I wrote my first song (that I can remember) when I was pretty young.
I spent the better part of the years to come jotting down rhymes in the corners of my notebooks, on the back of receipts, and later in my cell phone memo pads. Writing those thoughts down gave them somewhere to go but I never thought anything of it. Even as the words sung to me — I didn’t give much thought to this thing I happened to do.
I didn’t find music and start writing songs on purpose until 6 years ago when I was 24.
I started writing my first book sometime in Elementary school on an old computer in my parents basement that had a black and yellow screen. I never finished that book, but it was my first time writing just to write outside of grades or assignments. It was an attempt to just tell my stories. It was a pure impulse back then - a desire to express, but it took years of navigating all the hang ups around what that could even mean before I found the practice in expression. The growth and healing and joy that comes with just showing up. Just starting. Just having an impulse, a desire, a longing, and allowing that to be the whole truth. Not worrying about how it looks or how it measures up to other people. Not worrying about what it means to who you are and who you could be. Expressing for the sake of it and allowing that joy to gift you something entirely your own. Allowing that joy to open you up to possibilities you’d never think to dream of.

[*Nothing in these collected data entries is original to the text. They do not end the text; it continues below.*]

PR #2, opened 2016-07-14
Setup travis ci config

pgoetze:
Set up CI with [Travis CI](https://travis-ci.org/iris-dni/iris-frontend)

* pushes to staging are deployed to the [iris-frontend-staging](http://iris-frontend-staging.herokuapp.com/) Heroku app
* pushes to master are deployed to the [iris-frontend](http://iris-frontend.herokuapp.com/) Heroku app


pgoetze:
ping @mattberridge

src/server.js
```diff
@@ -39,6 +43,19 @@ server.route({
 });
 
 /**
+ * Serve static bundled client.js, needed for production server
+ */
+server.route({
+  method: 'GET',
+  path: '/dist/client.js',
```
mattberridge: is there not a static assets setting in hapi, similar to `express.static` - or do you need to define a route for every file? 😕

package.json
```diff
@@ -20,10 +20,16 @@
     "ascii-json": "^0.2.0",
     "babel-core": "^6.10.4",
     "babel-loader": "^6.2.4",
+    "babel-plugin-transform-decorators-legacy": "^1.3.4",
+    "babel-plugin-typecheck": "^3.9.0",
```
mattberridge: this should be in `devDependencies`

webpack.config.prod.js
```diff
@@ -20,7 +20,8 @@ module.exports = {
     }),
     new webpack.DefinePlugin({
       'process.env': {
-        NODE_ENV: 'production'
+        // needs to be stringified, else it will be evaluated as a var production
+        NODE_ENV: JSON.stringify('production')
```
mattberridge: 👍

src/server.js
pgoetze: Oh yeah, sure, we can also configure a full directory.

package.json
pgoetze: Alright, will check whether deployment to Heroku works without them (Heroku is by default only installing the non-dev dependencies). I just put them there because they are also in the `.babelrc` config and deployment didn’t work without the preset modules at least.

mattberridge: only `babel-plugin-typecheck` I mean, not all

.babelrc
```diff
@@ -1,15 +1,17 @@
...
+    "production": {
+      "plugins": [
+        "transform-decorators-legacy"
+      ],
+      "presets": ["react", "es2015", "stage-0"],
+    },
+    "development": {
+      "plugins": [
+        "transform-decorators-legacy",
+        "typecheck"
```
mattberridge: ... because it's only used in the Dev environment

package.json
pgoetze: Ok, cool, makes sense.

White supremacy robs us of our gifts. We are told that these things we do- with love and grace and joy, are simultaneously above us and beneath us. But these things never leave us. They simply sit there waiting for the day we decide to lift them up with our time, attention, and curiosity. Choosing to cultivate my gifts has brought me more healing and insight than I can begin to describe. It has given me the space to learn to how to love myself by being a space where I’m able to see myself. It has given me the strength to claim a brilliance that is mine and to stand in my power, and my gifts, as an unapologetic Black Woman. I do so with the hope that when you see my shine, you stand taller in your own. I do so with the intention of holding space for us to reclaim what has always been ours. There is healing here for us.
Whatever this looks like for you - I hope you find it. Whatever it is that calls you, I hope you listen for it. And once you hear it? I hope you give it your love and your trust and your time so that it might show you your joy. I hope you let your heart guide you to the healing and the magic and the world that lives within you.